Task details: What is needed is an exact retyping of the records below, from the first line through the line that contains "any user_state_changed event.".

(Excerpts from a dataset)
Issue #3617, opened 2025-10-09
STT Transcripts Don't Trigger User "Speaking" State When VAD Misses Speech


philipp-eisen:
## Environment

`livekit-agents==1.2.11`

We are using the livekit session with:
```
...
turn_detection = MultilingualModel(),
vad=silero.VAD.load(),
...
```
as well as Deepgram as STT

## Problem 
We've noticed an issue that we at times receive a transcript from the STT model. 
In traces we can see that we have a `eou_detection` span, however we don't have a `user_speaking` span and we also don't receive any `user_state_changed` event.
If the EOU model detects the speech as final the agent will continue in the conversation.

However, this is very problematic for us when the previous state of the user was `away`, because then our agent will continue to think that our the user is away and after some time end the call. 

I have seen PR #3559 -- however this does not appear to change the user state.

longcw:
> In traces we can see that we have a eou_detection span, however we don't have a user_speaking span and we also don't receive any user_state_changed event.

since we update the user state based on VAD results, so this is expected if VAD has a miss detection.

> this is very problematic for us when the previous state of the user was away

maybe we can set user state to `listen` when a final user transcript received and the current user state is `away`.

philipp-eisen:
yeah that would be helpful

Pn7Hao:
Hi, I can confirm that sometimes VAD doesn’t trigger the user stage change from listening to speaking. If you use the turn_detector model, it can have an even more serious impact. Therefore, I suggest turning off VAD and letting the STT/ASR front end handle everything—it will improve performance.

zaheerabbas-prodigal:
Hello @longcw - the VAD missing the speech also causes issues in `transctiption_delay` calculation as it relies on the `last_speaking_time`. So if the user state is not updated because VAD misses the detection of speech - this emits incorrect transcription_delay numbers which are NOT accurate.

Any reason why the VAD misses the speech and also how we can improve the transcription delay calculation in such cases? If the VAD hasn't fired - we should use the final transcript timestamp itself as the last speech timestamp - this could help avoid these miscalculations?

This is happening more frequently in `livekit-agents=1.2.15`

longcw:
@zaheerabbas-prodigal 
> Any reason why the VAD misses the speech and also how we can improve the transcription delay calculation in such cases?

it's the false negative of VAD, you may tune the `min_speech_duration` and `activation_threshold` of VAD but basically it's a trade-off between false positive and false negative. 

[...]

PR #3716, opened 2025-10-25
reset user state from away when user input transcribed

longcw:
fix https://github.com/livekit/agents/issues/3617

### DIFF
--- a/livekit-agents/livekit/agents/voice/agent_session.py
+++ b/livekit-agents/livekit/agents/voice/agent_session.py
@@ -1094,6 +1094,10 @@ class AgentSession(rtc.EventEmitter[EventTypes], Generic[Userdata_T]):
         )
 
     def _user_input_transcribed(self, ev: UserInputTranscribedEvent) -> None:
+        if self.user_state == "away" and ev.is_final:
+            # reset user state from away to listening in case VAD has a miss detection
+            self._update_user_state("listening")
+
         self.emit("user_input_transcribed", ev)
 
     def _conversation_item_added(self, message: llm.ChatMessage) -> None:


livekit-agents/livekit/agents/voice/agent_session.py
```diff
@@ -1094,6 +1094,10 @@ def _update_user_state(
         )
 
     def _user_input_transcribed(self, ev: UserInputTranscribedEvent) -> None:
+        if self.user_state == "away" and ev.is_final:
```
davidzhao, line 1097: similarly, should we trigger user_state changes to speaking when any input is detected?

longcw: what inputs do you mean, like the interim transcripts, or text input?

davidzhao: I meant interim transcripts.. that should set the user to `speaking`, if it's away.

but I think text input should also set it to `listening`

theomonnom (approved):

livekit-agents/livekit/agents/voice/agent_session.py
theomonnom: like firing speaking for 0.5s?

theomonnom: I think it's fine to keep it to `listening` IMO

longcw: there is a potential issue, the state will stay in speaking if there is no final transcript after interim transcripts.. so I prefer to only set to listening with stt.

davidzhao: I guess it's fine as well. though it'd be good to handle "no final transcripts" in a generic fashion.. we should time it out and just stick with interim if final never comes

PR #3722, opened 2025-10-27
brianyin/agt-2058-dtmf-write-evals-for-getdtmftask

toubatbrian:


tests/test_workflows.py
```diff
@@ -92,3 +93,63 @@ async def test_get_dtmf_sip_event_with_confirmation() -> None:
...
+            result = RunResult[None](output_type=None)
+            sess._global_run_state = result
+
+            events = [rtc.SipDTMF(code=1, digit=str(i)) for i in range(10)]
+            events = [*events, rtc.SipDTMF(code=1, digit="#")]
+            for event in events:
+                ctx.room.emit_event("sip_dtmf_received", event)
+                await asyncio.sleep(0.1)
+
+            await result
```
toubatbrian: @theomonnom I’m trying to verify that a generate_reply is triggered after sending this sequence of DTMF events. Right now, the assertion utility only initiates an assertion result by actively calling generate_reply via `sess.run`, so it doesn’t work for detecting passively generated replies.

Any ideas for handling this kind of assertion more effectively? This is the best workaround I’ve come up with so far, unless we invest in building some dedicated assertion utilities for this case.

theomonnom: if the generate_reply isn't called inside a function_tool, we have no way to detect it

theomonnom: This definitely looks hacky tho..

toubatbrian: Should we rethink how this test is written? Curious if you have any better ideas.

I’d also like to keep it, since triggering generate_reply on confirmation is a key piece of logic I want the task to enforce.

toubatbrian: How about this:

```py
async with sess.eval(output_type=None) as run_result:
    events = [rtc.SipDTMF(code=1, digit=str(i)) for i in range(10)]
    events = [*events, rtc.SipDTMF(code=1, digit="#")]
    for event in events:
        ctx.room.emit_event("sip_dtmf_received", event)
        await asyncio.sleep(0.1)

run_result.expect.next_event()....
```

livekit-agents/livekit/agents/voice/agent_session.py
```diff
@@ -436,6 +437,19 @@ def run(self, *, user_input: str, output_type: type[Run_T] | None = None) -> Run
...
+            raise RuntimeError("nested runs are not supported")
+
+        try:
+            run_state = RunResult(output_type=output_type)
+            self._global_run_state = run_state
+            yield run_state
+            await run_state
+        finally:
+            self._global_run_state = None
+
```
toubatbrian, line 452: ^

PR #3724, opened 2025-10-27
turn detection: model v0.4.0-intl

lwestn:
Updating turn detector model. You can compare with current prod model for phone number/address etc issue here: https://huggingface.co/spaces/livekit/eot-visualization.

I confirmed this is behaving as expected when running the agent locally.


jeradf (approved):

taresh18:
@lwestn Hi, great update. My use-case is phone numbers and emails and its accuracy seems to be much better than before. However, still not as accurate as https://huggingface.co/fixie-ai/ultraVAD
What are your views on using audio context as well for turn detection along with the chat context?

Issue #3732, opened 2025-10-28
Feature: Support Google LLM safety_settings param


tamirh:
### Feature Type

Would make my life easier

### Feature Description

Response to the task:
Issue #3617, opened 2025-10-09
STT Transcripts Don't Trigger User "Speaking" State When VAD Misses Speech


philipp-eisen:
## Environment

`livekit-agents==1.2.11`

We are using the livekit session with:
```
...
turn_detection = MultilingualModel(),
vad=silero.VAD.load(),
...
```
as well as Deepgram as STT

## Problem 
We've noticed an issue that we at times receive a transcript from the STT model. 
In traces we can see that we have a `eou_detection` span, however we don't have a `user_speaking` span and we also don't receive any `user_state_changed` event.
If the EOU model detects the speech as final the agent will continue in the conversation.

However, this is very problematic for us when the previous state of the user was `away`, because then our agent will continue to think that our the user is away and after some time end the call. 

I have seen PR #3559 -- however this does not appear to change the user state.

longcw:
> In traces we can see that we have a eou_detection span, however we don't have a user_speaking span and we also don't receive any user_state_changed event.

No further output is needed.